(Source data)
▽
Issue #75, opened 2017-07-18
Group methods will crash if used with a large list


andys8:
Several methods are implemented in a way that is not tail recursive. I'm not sure what's the current state in elm and in js regarding tail call optimization (see https://lisplog.org/elm_converts_tail_calls_to_loops.html) or if [elm-lang/trampoline](http://package.elm-lang.org/packages/elm-lang/trampoline/1.0.1/Trampoline) could help. Open for discussion :)

#### Reproduce issue

```elm
list : List (List Int)
list =
    List.range 0 100000
    |> List.Extra.group
```
![image](https://user-images.githubusercontent.com/13085980/28313127-f78993cc-6bb5-11e7-9e29-965b4614ac5e.png)

https://ellie-app.com/3MxzbGDZdNSa1/1

#### Related issues
#61

pzp1997:
This is an interesting discussion to have. Ultimately, the decision comes down to whether we want to prioritize making the implementations 100% safe or if we want them to be as fast as possible.

On the one hand, having a guarantee that this library will never cause your app to crash is a strong statement, particularly in Elm. It is also very unlikely that whatever performance degradation this may cause would have any noticeable impact on real-world apps due to overwhelming cost of DOM manipulations.

On the other hand, most non-TCO functions will only break for lists of more than 5k-10k elements, which is quite a lot. I can't remember ever needing a list that large in Elm (although I'm sure other folks have their use-cases). An argument could be made that if you are using lists that are that large then you should consider using a more appropriate data structure.

Note that there is a middle-ground. It is possible to start off with the faster, non-TCO implementation and then switch to the TCO implementation after processing X elements (for some constant X around 3k). This is how `take` (see elm-lang/core#668) and likely the v0.19 `foldr` (see elm-lang/core#872) are implemented in core. I tried this approach for a few functions in this library, like `updateAt` and `removeAt`, but they actually performed worse than the current implementations :man_shrugging:.

andys8:
I think the elm ecosystem should prefer working and stable implementations. If this library is not meant to be very stable there should be a warning and it probably can't be used in production.

This commit is interesting. It solves the same potential problem in `elm-lang/core`.

https://github.com/elm-lang/core/commit/decbc93025ba38ee9c5613d311e5b979452dfcd3

pzp1997:
Personally, I agree with you that everything should be stack-safe, but I do not think it is as simple a decision as you are making it out to be.

[...]

PR #119, opened 2019-02-21
rewrite groupWhile to be tail-recursive

BrianHicks:
I have a very long list for which groupWhile blows the stack! Oh no! It looks like the accumulator function itself was tail-recursive, but not one of the functions it called. This unifies them and adds a bunch of comments to explain what's going on for the next person who needs to look at this code.

### DIFF
--- a/src/List/Extra.elm
+++ b/src/List/Extra.elm
@@ -1592,7 +1592,7 @@ groupWhileTailRecursive isSameGroup remaining acc =
         -- we're well underway in this case; we have *both* a new item to look
         -- at and a existing item to compare it to. We'll finally use the
         -- grouping function to figure out if we need to split into a new group!
-        ( now :: next, ( previous, group ) :: finished ) ->
+        ( now :: next, ( previous, alreadyGrouped ) :: finished ) ->
             if isSameGroup now previous then
                 -- note that we're replacing the first item of this tuple here,
                 -- and storing the previous item at the front of the list. That
@@ -1600,7 +1600,7 @@ groupWhileTailRecursive isSameGroup remaining acc =
                 -- reverse 'em when we finish the group.
                 groupWhileTailRecursive isSameGroup
                     next
-                    (( now, previous :: group )
+                    (( now, previous :: alreadyGrouped )
                         :: finished
                     )
 
@@ -1608,7 +1608,7 @@ groupWhileTailRecursive isSameGroup remaining acc =
                 groupWhileTailRecursive isSameGroup
                     next
                     (( now, [] )
-                        :: reverseNonEmpty ( previous, group )
+                        :: reverseNonEmpty ( previous, alreadyGrouped )
                         :: finished
                     )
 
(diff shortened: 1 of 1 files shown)


BrianHicks:
bahh, sorry for the failures here. I've reimplemented this in a private repo to avoid the problem and this is more an extraction than a really planned contribution. I'll fix the tests and update here when it's ready to look at.

BrianHicks:
alright! Looks like this passed, ready for review!

pzp1997:
So it looks like the day when someone has a large enough list in practice to break the group functions has finally come.

> On the other hand, most non-TCO functions will only break for lists of more than 5k-10k elements, which is quite a lot. I can't remember ever needing a list that large in Elm (although I'm sure other folks have their use-cases).

\- me, https://github.com/elm-community/list-extra/issues/75#issuecomment-316088047.

Perhaps we should reconsider the discussion about whether to prioritize stack safety or performance in list-extra. In light of the new evidence presented by Brian, I'm leaning towards the former.

BrianHicks:
I think that may be a false dichotomy in this case. This code makes exactly two passes over the list as a whole, and two passes over every group… so I guess it's `O(4n)`. I don't see anything that's an obvious performance improvement here, regardless of stack safety. If you see something, I'm happy to add it!

BrianHicks:
mmm, sorry, that should have been "one pass over the list, one pass to reverse every group, and one pass to reverse the entire list" so I guess it's actually `O(3n)`

pzp1997:
> I don't see anything that's an obvious performance improvement here, regardless of stack safety.

Yeah, my original comment was made when the group functions looked a bit different. A lot of things changed with 5d30fa7 making the current implementation neither performant as it could be nor tail recursive.

---

I think the following stack safe implementation using `List.foldr` is simpler to read and might even be faster, particularly on lists with fewer than 500 elements due to `foldr`'s "switching behavior" between non-TCO and TCO. I don't have time to run benchmarks unfortunately.

```
groupWhile : (a -> a -> Bool) -> List a -> List ( a, List a )
groupWhile isSameGroup items =
    List.foldr
        (\x acc ->
            case acc of
                [] ->
                    [ ( x, [] ) ]

                ( y, restOfGroup ) :: groups ->
                    if isSameGroup x y then
                        ( x, y :: restOfGroup ) :: groups

                    else
                        ( x, [] ) :: acc
        )
        []
        items
```

Here's an Ellie with this implementation and the relevant tests from list-extra: https://ellie-app.com/4N7MXvP5Bpka1.

BrianHicks:
yeah, I think that might also be faster because it doesn't have to reverse the individual groups. If I understand correctly then:

- one scan to get to the end of the list
- one scan to go back to the head, accumulating items the whole time

`O(2n)`.

pzp1997:
LGTM!

Chadtech:
Awesome! This looks good to me too.

Thanks @BrianHicks for the PR, and the code comments. I kind of wish we could get some of those comments into this PR with this new implementation. People root around in the source of List.Extra; I think it would get some visibility.

I would like to benchmark the new implementation, just to characterize it and make sure there are no surprises. Unfortunately, Ellie is not working right now for me, how about I bench mark this function sometime soon, like in the next day or so? And then, we merge this PR?

BrianHicks:
Sounds great! No rush on my part; we’ve fixed things locally.

Chadtech:
Okay! I bench marked it. You can see it here: https://github.com/Chadtech/elm-groupwhile-benchmark-0 (couldnt do Ellie for some reason, so I just made a repo).

Results are that this new implementation is about 15% slower. Not too bad I think.

PR #161, opened 2015-09-03
Styled whitespace is ignored

kylegibson:
Actual result: `<p>FooBar</p>`

```python
    def test_single_styled_whitespace_in_text_run_is_preserved(self):
        document_xml = '''
            <p>
              <r>
                <t>Foo</t>
              </r>
              <r>
                <rPr>
                    <b />
                </rPr>
                <t> </t>
              </r>
              <r>
                <t>Bar</t>
              </r>
            </p>
        '''
        document = WordprocessingDocumentFactory()
        document.add(MainDocumentPart, document_xml)

        expected_html = '<p>Foo Bar</p>'
```

### DIFF
--- a/tests/export/html/test_paragraph.py
+++ b/tests/export/html/test_paragraph.py
@@ -11,6 +11,50 @@ from pydocx.test.utils import WordprocessingDocumentFactory
 from pydocx.openxml.packaging import MainDocumentPart
 
 
+class NoEmptyParagraphsTestCase(DocumentGeneratorTestCase):
+    def test_no_runs_no_text(self):
+        document_xml = '<p></p>'
+        document = WordprocessingDocumentFactory()
+        document.add(MainDocumentPart, document_xml)
+
+        expected_html = ''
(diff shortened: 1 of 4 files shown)


tests/export/html/test_paragraph.py
```diff
@@ -11,7 +11,133 @@
...
+                <rPr>
+                  <b />
+                  <i />
+                  <u val="single"/>
+                  <caps />
+                  <smallCaps />
+                  <dstrike />
+                  <strike />
+                  <webHidden />
+                  <vanish />
```
michaelgzoller: `vanish` doesn't make it vanish?

michaelgzoller:
:+1:

tests/export/html/test_paragraph.py
kylegibson: The default is to surround the vanished content with a span that has the pydocx-vanish class. You can then customize the behavior in CSS.

PR #181, opened 2015-09-21
Don't include head if it is None

kylegibson:
The current implementation requires that `head` in the html exporter return an iterable. If it returns `None`, you have a bad time.


michaelgzoller:
:+1:

PR #185, opened 2015-09-23
Multiple complex fields sharing the same parent causes content loss

kylegibson:
If a paragraph contains two or more complex fields, content disappears.


tests/export/html/test_field_code.py
```diff
@@ -12,6 +12,86 @@
...
+                    <fldChar fldCharType="begin"/>
+                </r>
+                <r>
+                    <instrText> FOOBAR baz</instrText>
+                </r>
+                <r>
+                    <fldChar fldCharType="separate"/>
+                </r>
+                <r>
+                    <t>BBB</t>
```
michaelgzoller: So the behavior before was BBB would disappear?

michaelgzoller:
What happens if multiple instruction fields are nested? Is that even possible?

michaelgzoller:
:+1:

tests/export/html/test_field_code.py
kylegibson: No, actually, CCC would disappear.

kylegibson:
> What happens if multiple instruction fields are nested? Is that even possible?

Everything breaks. It's only possible manually. The spec doesn't allow that.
△
— WORK REQUIRED —
Task for the records above: copy every line in which the word "commit" occurs.

— ANSWER TO THE PROBLEM —
This commit is interesting. It solves the same potential problem in `elm-lang/core`.
https://github.com/elm-lang/core/commit/decbc93025ba38ee9c5613d311e5b979452dfcd3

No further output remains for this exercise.